The task »
Using the entries below, write out the line with "Add RequestContextUtil (prep", the line with "Please review the", and every line in between, exactly as each is written.

Exercise inputs »

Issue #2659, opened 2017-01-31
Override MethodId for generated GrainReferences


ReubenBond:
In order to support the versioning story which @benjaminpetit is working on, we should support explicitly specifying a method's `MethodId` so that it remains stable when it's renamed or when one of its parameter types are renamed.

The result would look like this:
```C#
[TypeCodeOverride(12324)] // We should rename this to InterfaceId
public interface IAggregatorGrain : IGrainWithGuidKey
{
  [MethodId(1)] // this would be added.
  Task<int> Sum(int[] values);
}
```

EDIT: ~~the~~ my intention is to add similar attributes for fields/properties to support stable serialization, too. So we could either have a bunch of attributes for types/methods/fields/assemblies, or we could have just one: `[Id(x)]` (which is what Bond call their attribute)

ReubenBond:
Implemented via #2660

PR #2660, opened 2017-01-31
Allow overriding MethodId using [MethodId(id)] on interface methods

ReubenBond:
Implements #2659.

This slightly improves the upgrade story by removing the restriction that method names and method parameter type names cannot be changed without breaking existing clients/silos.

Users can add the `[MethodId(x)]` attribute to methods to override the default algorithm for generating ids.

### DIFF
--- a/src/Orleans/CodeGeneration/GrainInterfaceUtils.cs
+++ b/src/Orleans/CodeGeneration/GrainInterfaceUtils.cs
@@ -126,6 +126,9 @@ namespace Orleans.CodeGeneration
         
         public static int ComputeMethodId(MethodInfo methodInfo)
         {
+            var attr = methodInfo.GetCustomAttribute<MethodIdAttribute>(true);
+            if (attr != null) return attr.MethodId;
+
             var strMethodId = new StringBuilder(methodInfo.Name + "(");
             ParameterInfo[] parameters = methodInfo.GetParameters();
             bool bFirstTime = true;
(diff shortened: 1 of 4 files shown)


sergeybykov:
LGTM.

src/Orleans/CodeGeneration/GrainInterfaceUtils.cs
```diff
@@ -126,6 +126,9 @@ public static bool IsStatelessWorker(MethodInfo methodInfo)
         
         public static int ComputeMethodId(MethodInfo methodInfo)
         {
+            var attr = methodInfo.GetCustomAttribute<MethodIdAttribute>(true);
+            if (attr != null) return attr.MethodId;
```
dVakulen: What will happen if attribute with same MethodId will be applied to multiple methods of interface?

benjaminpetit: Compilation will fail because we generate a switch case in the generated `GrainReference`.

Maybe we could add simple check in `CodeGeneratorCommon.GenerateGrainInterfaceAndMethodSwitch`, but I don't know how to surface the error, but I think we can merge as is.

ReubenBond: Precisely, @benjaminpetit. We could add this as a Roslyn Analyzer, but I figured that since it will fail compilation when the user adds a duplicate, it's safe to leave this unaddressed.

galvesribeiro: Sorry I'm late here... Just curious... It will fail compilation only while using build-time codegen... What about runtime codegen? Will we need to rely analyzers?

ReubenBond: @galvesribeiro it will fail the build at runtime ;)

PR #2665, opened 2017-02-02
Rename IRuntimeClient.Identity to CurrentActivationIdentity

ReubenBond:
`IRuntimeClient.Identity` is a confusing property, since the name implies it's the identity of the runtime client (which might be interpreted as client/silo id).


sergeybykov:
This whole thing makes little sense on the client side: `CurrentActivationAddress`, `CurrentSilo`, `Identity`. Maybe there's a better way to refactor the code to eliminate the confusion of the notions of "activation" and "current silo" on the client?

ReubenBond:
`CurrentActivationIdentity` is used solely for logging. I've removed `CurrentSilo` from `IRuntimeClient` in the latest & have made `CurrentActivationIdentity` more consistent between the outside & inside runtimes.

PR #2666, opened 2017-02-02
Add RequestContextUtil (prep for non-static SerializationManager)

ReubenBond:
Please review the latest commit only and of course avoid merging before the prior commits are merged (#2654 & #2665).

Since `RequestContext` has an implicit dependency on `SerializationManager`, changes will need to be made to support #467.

Your response »
Add RequestContextUtil (prep for non-static SerializationManager)

ReubenBond:
Please review the latest commit only and of course avoid merging before the prior commits are merged (#2654 & #2665).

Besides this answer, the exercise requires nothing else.